Where a line below holds the string "Looks", that line goes into the answer.

[Records from a dataset]
++++++++

Issue #322, opened 2023-08-07
Create a package for scheme setup


m1kola:
We already have multiple places where we setup scheme:
* https://github.com/operator-framework/operator-controller/blob/fa84c733ade0f71f33085a978ae0163f570d48b7/cmd/manager/main.go#L49-L53
* https://github.com/operator-framework/operator-controller/blob/fa84c733ade0f71f33085a978ae0163f570d48b7/cmd/resolutioncli/main.go#L62-L65
* https://github.com/operator-framework/operator-controller/blob/fa84c733ade0f71f33085a978ae0163f570d48b7/internal/controllers/suite_test.go#L70-L74
* Various tests

And more will be introduced (e.g #286 adds a new one, see `test/operator-framework-e2e/operator_framework_test.go`).

To avoid having this repeated setup and inconsistent schemas we should consider creating a scheme package in the project which will be setting up a scheme. In rest of the places we will just be able to import already constructed scheme.

Example:

* `kubectl` scheme - https://github.com/kubernetes/kubectl/blob/197123726db24c61aa0f78d1f0ba6e91a2ec2f35/pkg/scheme/install.go

grokspawn:
solved by #770

PR #545, opened 2023-11-16
:seedling: Remove ginkgo from e2e tests

### LINKED ISSUE #196: Update e2e package tests

tmshort:
Fixes #196

# Description

## Reviewer Checklist

- [ ] API Go Documentation

### DIFF
--- a/Makefile
+++ b/Makefile
@@ -105,16 +105,16 @@ test: manifests generate fmt vet test-unit test-e2e #HELP Run all tests.
 .PHONY: e2e
 FOCUS := $(if $(TEST),-v -focus "$(TEST)")
 E2E_FLAGS ?= ""
-e2e: $(GINKGO) #EXHELP Run the e2e tests.
-	$(GINKGO) --tags $(GO_BUILD_TAGS) $(E2E_FLAGS) -trace -progress $(FOCUS) test/e2e
+e2e: $(SETUP_ENVTEST) #EXHELP Run the e2e tests.
+	eval $$($(SETUP_ENVTEST) use -p env $(ENVTEST_VERSION)) && go test -tags $(GO_BUILD_TAGS) -v ./test/e2e/...
 
 export REG_PKG_NAME=registry-operator
 export PLAIN_PKG_NAME=plain-operator
 export CATALOG_IMG=${E2E_REGISTRY_NAME}.${E2E_REGISTRY_NAMESPACE}.svc:5000/test-catalog:e2e
 .PHONY: test-op-dev-e2e
-test-op-dev-e2e: $(GINKGO) $(OPERATOR_SDK) $(KUSTOMIZE) $(KIND) #HELP Run operator create, upgrade and delete tests.
+test-op-dev-e2e: $(SETUP_ENVTEST) $(OPERATOR_SDK) $(KUSTOMIZE) $(KIND) #HELP Run operator create, upgrade and delete tests.
 	test/operator-framework-e2e/setup.sh $(OPERATOR_SDK) $(CONTAINER_RUNTIME) $(KUSTOMIZE) $(KIND) $(KIND_CLUSTER_NAME) ${E2E_REGISTRY_NAMESPACE}
-	$(GINKGO) --tags $(GO_BUILD_TAGS) -trace -progress $(FOCUS) test/operator-framework-e2e
+	eval $$($(SETUP_ENVTEST) use -p env $(ENVTEST_VERSION)) && go test -tags $(GO_BUILD_TAGS) -v ./test/operator-framework-e2e/...
 
 .PHONY: test-unit
 ENVTEST_VERSION = $(shell go list -m k8s.io/client-go | cut -d" " -f2 | sed 's/^v0\.\([[:digit:]]\{1,\}\)\.[[:digit:]]\{1,\}$$/1.\1.x/')
--- a/test/e2e/install_test.go
+++ b/test/e2e/install_test.go
@@ -7,12 +7,13 @@ import (
 	"os"
 	"path/filepath"
 	"strings"
+	"testing"
 	"time"
 
-	. "github.com/onsi/ginkgo/v2"
-	. "github.com/onsi/gomega"
 	catalogd "github.com/operator-framework/catalogd/api/core/v1alpha1"
 	rukpakv1alpha1 "github.com/operator-framework/rukpak/api/v1alpha1"
+	"github.com/stretchr/testify/assert"
+	"github.com/stretchr/testify/require"
 	"gopkg.in/yaml.v2"
 	appsv1 "k8s.io/api/apps/v1"
 	corev1 "k8s.io/api/core/v1"
@@ -23,6 +24,7 @@ import (
 	"k8s.io/apimachinery/pkg/util/rand"
 	kubeclient "k8s.io/client-go/kubernetes"
 	"k8s.io/utils/env"
+
 	"sigs.k8s.io/controller-runtime/pkg/client"
 
 	operatorv1alpha1 "github.com/operator-framework/operator-controller/api/v1alpha1"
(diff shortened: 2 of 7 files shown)


Makefile
```diff
@@ -105,16 +105,16 @@ test: manifests generate fmt vet test-unit test-e2e #HELP Run all tests.
 .PHONY: e2e
 FOCUS := $(if $(TEST),-v -focus "$(TEST)")
 E2E_FLAGS ?= ""
-e2e: $(GINKGO) #EXHELP Run the e2e tests.
-	$(GINKGO) --tags $(GO_BUILD_TAGS) $(E2E_FLAGS) -trace -progress $(FOCUS) test/e2e
+e2e: $(SETUP_ENVTEST) #EXHELP Run the e2e tests.
```
stevekuznetsov, line 108: Thank you for making this self-contained, nobody has to remember how to use setup-envtest anymore!

Makefile
```diff
@@ -105,16 +105,16 @@ test: manifests generate fmt vet test-unit test-e2e #HELP Run all tests.
...
+	eval $$($(SETUP_ENVTEST) use -p env $(ENVTEST_VERSION)) && go test -tags $(GO_BUILD_TAGS) -v $(shell go list ./test/e2e)
```
stevekuznetsov, line 109: Any specific reason to use `$(shell go list ./test/e2e)` instead of `./test/e2e/...`?

test/operator-framework-e2e/operator_framework_test.go
```diff
@@ -6,125 +6,86 @@ import (
...
-	c   client.Client
-	ctx context.Context
-)
-
 func TestOperatorFramework(t *testing.T) {
-	RegisterFailHandler(Fail)
-	RunSpecs(t, "Operator Framework E2E Suite")
-}
+	t.Parallel()
+	cfg := ctrl.GetConfigOrDie()
```
stevekuznetsov, line 26: Isn't the `ctrl.GetConfigOrDie()` helper for in-cluster config when running in a Pod? Why is it in use here?

test/operator-framework-e2e/operator_framework_test.go
```diff
@@ -6,125 +6,86 @@ import (
...
 
-var _ = BeforeSuite(func() {
-	cfg = ctrl.GetConfigOrDie()
 	scheme := runtime.NewScheme()
-	ctx = context.Background()
 
-	err := catalogd.AddToScheme(scheme)
-	Expect(err).ToNot(HaveOccurred())
+	utilruntime.Must(catalogd.AddToScheme(scheme))
```
stevekuznetsov, line 30: If you have a `t *testing.T` present, you might as well use `t.Fatal()` - but, why are we creating so many Schemes? There could just as well be a package somewhere in this repo that exposes a global.

test/operator-framework-e2e/operator_framework_test.go
```diff
@@ -6,125 +6,86 @@ import (
...
-
-var _ = Describe("Operator Framework E2E", func() {
-	var catalog *catalogd.Catalog
-	BeforeEach(func() {
-		catalog = &catalogd.Catalog{
+	var operators = []*operatorv1alpha1.Operator{
+		{
 			ObjectMeta: metav1.ObjectMeta{
-				Name: "catalog" + rand.String(10),
+				Name: "plainv0",
```
stevekuznetsov, line 39: Why not prefer to use GenerateName or random names for parallel runs?

stevekuznetsov (commented):
Looks good! Just a couple questions

test/operator-framework-e2e/operator_framework_test.go
m1kola: We have #322. I think this is what you are suggesting here.

test/operator-framework-e2e/operator_framework_test.go
everettraven: I believe it will also build the configuration from the KUBECONFIG when run outside of a cluster

test/e2e/install_test.go
```diff
@@ -32,237 +34,297 @@ const (
...
+	operator := &operatorv1alpha1.Operator{
+		ObjectMeta: metav1.ObjectMeta{
+			Name: operatorName,
+		},
+	}
+	return operator, operatorName, operatorCatalog
+}
+
+func testCleanup(t *testing.T, cat *catalogd.Catalog, operator *operatorv1alpha1.Operator) {
+	// getArtifactsOutout?
```
everettraven, line 55: Seems reasonable to place it here if all the tests end up calling this function. IIRC getting the artifacts should only happen for tests that have failed.

everettraven: I see further down it is just called directly. Would remove this comment if that is the route being taken

test/operator-framework-e2e/operator_framework_test.go
everettraven: Looks like these names are used in a testing log message to signal we are testing for specific bundle types

everettraven: Although, I do wonder if it would be more appropriate to create a different testing struct (similar to what we do for table tests) to have the test name that is running be more descriptive. Maybe something along the lines of:
```go
{
  name: "Operator references a plain+v0 bundle"
  operator: &operatorv1alpha1.Operator{...}
}
```

test/operator-framework-e2e/operator_framework_test.go
tmshort: Yes, this has a `t` so, I can use the that. But since there's an issue for schemes already, we can use that to update the schemes.

test/operator-framework-e2e/operator_framework_test.go
tmshort: These tests are already run in parallel.
Really no need to use random names when the names are already different, because as @everettraven points out, the name is used as part of the log output.

_IF_ this test were more complicated, I'd go with what @everettraven is suggesting, but there's only two test cases. If this were to increase to 5 or more, then, yes, a more comprehensive table test structure would be appropriate.

test/e2e/install_test.go
tmshort: I think the original test was a bit weird, in that there were multiple places that `getArtifactOutput` was called, and I cleaned it up to be run after every test, rather than at the end.

test/e2e/install_test.go
```diff
@@ -272,90 +333,95 @@ var _ = Describe("Operator Install", func() {
...
 	// Create the full artifact path
 	err = os.MkdirAll(artifactPath, 0755)
-	Expect(err).To(Not(HaveOccurred()))
+	require.NoError(t, err)
 
 	// Get all namespaces
 	namespaces := corev1.NamespaceList{}
-	if err := c.List(ctx, &namespaces); err != nil {
-		GinkgoWriter.Printf("Failed to list namespaces %w", err)
+	if err := c.List(context.Background(), &namespaces); err != nil {
```
everettraven, line 356: Would it be worth creating a single context to reuse in all these calls instead of using `context.Background()` in every call?

stevekuznetsov: Not sure it matters much since there will never be a context in test code

stevekuznetsov (approved):

test/operator-framework-e2e/operator_framework_test.go
stevekuznetsov: As long as you can run it locally that's fine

++++++++

- Exercise result:
Looks good! Just a couple questions
everettraven: Looks like these names are used in a testing log message to signal we are testing for specific bundle types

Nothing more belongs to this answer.